# Magia por categorías > Magia de Salon y escenario >  Juego de pañuelos hecho por jorge blass.

## hansoldragon

Hola, he visto a jorge blass realizar el siguiente juego. Saca un pañuelo verde, el cual empieza a meter en su puño y va saliendo amarillo hasta que se produce el cambio completo. Guarda el amarillo en el bolsillo (cada vez que los mete en el bolsillo sobresalen para que se puedan ver) y saca el verde del puño. Pone el verde en el bolsillo  y el amarillo en el puño. El amarillo desaparece y mete en el puño el verde, y mientras va metiendo el verde va sacando por debajo del puño el pañuelo de color rojo, hasta que produce un cambio completo. Se mete el rojo en el bolsillo. Enseña que tiene el verde en el puño, da un pase magico con el rojo y el verde desaparece. 
Esta claro que esta usando un fp aparte de pq esta usando pañuelos, por el movimiento de manos pero mi pregunta es como consigue el cambio mientras mete uno en el puño y va sacando el otro por debajo del puño. Me lo he planteado con mi fp y no le veo la manera. El resto del juego lo tengo claro pero me gustaria saber como realiza ese moviemiento.
Me gustaria saber si es necesario algo aparte de un fp regular (quizas un fp king size, o un finger tip). Pense que seria un pañuelo de esto que cambia de color pero no es eso, usa pañuelos normales y corrientes. Si alguien sabe de algun libro, video en donde pueda encontrar este material, o si prefiere explciarlo se lo agradeceria.
Gracias

----------


## MrKhaki

Si te gustan los juegos con pañuelos: Magia con pañuelos, de Salvatore Cimó, 2 volúmenes, editados por Marré.

----------


## ignoto

No creo que sea un FP.
Para nada.
Me inclino mas bien por un manicolor.

----------


## miguelajo

Mira el libro de Pepe Carroll y busca el posha dá posha
El que hace jorge es una versión reducida de este último...
Salu2
Miguel AJO

----------


## mariio

hoy lo mirare q voy a houdini luego t lo digo ok?

----------


## hansoldragon

al final parece ser que usa un manicolor, me lo ha comentado un amgio.

----------


## Magic Kay

Si no es indiscreción, ¿qué es un manicolor?

Gracias!!

----------


## joaquin

> Si no es indiscreción, ¿qué es un manicolor?
> 
> Gracias!!


Un manicolor es un accesorio, para aparecer, desaparecer, o cambiar de color pañuelos.

----------


## Magic Kay

Muchas gracias por la respuesta. 

Para saber más, imagino, me dirijo a mi tienda de magia habitual... Pero un par de cuestiones más, si no os importa, y se pueden responder: es difícil de manejar? solo es para magia de escenario, o se puede utilizar en magia de cerca?

----------


## nick63nick

> Muchas gracias por la respuesta. 
> 
> Para saber más, imagino, me dirijo a mi tienda de magia habitual... Pero un par de cuestiones más, si no os importa, y se pueden responder: es difícil de manejar? solo es para magia de escenario, o se puede utilizar en magia de cerca?

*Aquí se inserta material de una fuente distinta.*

PR #10651, opened 2021-08-24
participant-integration-api: Simplify convertOffset.

SamirTalwar-DA:
This function used to be memoized but I accidentally removed the behavior a year ago. As a reasonable client will never request the transactions from `LEDGER_END` to `LEDGER_END`, the behavior did not change.

This simplifies the function further.

### Pull Request Checklist

trigger the build.

### DIFF
--- a/ledger/participant-integration-api/src/main/scala/platform/index/LedgerBackedIndexService.scala
+++ b/ledger/participant-integration-api/src/main/scala/platform/index/LedgerBackedIndexService.scala
@@ -116,13 +116,19 @@ private[platform] final class LedgerBackedIndexService(
         .map(_._2)
     }
 
-  private def convertOffset(offset: LedgerOffset)(implicit
-      loggingContext: LoggingContext
-  ): Try[Offset] = offset match {
-    case LedgerOffset.LedgerBegin => Success(Offset.beforeBegin)
-    case LedgerOffset.LedgerEnd => Success(ledger.ledgerEnd())
-    case LedgerOffset.Absolute(offset) => ApiOffset.fromString(offset)
-  }
+  private def convertOffset(
+      offset: LedgerOffset
+  )(implicit loggingContext: LoggingContext): Try[Offset] =
+    offset match {
+      case LedgerOffset.LedgerBegin => Success(Offset.beforeBegin)
+      case LedgerOffset.LedgerEnd => Success(ledger.ledgerEnd())
+      case LedgerOffset.Absolute(offset) => ApiOffset.fromString(offset)
+    }
+
+  private def convertOptionalOffset(
+      offset: Option[LedgerOffset]
+  )(implicit loggingContext: LoggingContext): Try[Option[Offset]] =
+    offset.map(convertOffset(_).map(Some(_))).getOrElse(Success(None))
 
   private def between[A](
       startExclusive: domain.LedgerOffset,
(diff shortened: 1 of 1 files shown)


hubert-da (approved):

ledger/participant-integration-api/src/main/scala/platform/index/LedgerBackedIndexService.scala
```diff
@@ -114,33 +114,26 @@ private[platform] final class LedgerBackedIndexService(
           verbose = verbose,
         )
         .map(_._2)
-    })
+    }
 
-  // Returns a function that memoizes the current end
-  // Can be used directly or shared throughout a request processing
-  private def convertOffset(implicit
+  private def convertOffset(offset: LedgerOffset)(implicit
```
fabiotudone-da, line 119:
```suggestion
  private def convertOffset(offset: domain.LedgerOffset)(implicit
```

ledger/participant-integration-api/src/main/scala/platform/index/LedgerBackedIndexService.scala
```diff
@@ -114,33 +114,26 @@ private[platform] final class LedgerBackedIndexService(
...
-      endInclusive
-        .map(convert(_).map(Some(_)))
-        .getOrElse(Source.single(None))
-        .flatMapConcat {
-          case Some(`begin`) =>
-            Source.empty
+  ): Source[A, NotUsed] =
+    convertOffset(startExclusive)
+      .flatMap { begin =>
+        endInclusive.map(convertOffset(_).map(Some(_))).getOrElse(Success(None)).map {
```
fabiotudone-da, line 135: I think binding `convertOffset(_).map(Some(_))` could make it more readable.

fabiotudone-da (commented):
Is there test coverage for this?

SamirTalwar-DA:
There is no direct test coverage for `LedgerBackedIndexService`. Unfortunately we rely far too much on conformance tests and other integrated tests here.

I'm not sure how to begin to test it with the current architecture; it would be almost meaningless.

ledger/participant-integration-api/src/main/scala/platform/index/LedgerBackedIndexService.scala
SamirTalwar-DA: Why do you want to prefix it?

fabiotudone-da: It seems to be prefixed elsewhere and imo it clarifies what is being converted.

fabiotudone-da:
> There is no direct test coverage for `LedgerBackedIndexService`. Unfortunately we rely far too much on conformance tests and other integrated tests here.
> 
> I'm not sure how to begin to test it with the current architecture; it would be almost meaningless.

I understand, on the other hand refactorings without checks concern me. I start wondering if we shouldn't consider feature branches in some cases.

ledger/participant-integration-api/src/main/scala/platform/index/LedgerBackedIndexService.scala
SamirTalwar-DA: I think this is to differentiate it from the `LedgerOffset` protocol buffers message. IMO this is the wrong way around; we should prefix or alias the protobuf, not the domain type.

I'll add the prefix but I'll revisit this at some point to standardize it.

SamirTalwar-DA:
To clarify: yes, there are tests, but they exist in `TransactionStreamIT` and other conformance tests.

fabiotudone-da:
> To clarify: yes, there are tests, but they exist in `TransactionStreamIT` and other conformance tests.

Sure, I am talking about unit tests.

SamirTalwar-DA:
Eh, you're right, we need to get this stuff under test first.

I'll close the PR and we can worry about this another time, after some architectural changes to make it testable.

Yo lo utilizo para cambios de color a 1 ó 2 pañuelos y también para transformaciones y apariciones de 1 a 3 pañuelos de colores diferentes.

Cuando lo utilizo, procuro hacerlo como mínimo a 5 metros del público.

Saludos.

----------


## medy

Hola :
Como bien dice algun compañero anteriormente ese efecto lo hacia Pepe Carroll y su nombre es posha dá posha y si va con FP. 
Saludos Medy

----------


## pablo

Hola amigos:
Pues si , yo creo que es con fp, y no con manicolor.
Un duda; Jorge , termina el juego con una pequeña explosion de confeti.
Yo creo que es el "kabuki" de Antonio romero... 
Este aparato ,¿ se vende en tienda magia?

Un saludo .  :Wink:

----------


## Magic Kay

He estado esta tarde en Magia Estudio preguntando por el Manicolor y he adquirido uno. Es baratito.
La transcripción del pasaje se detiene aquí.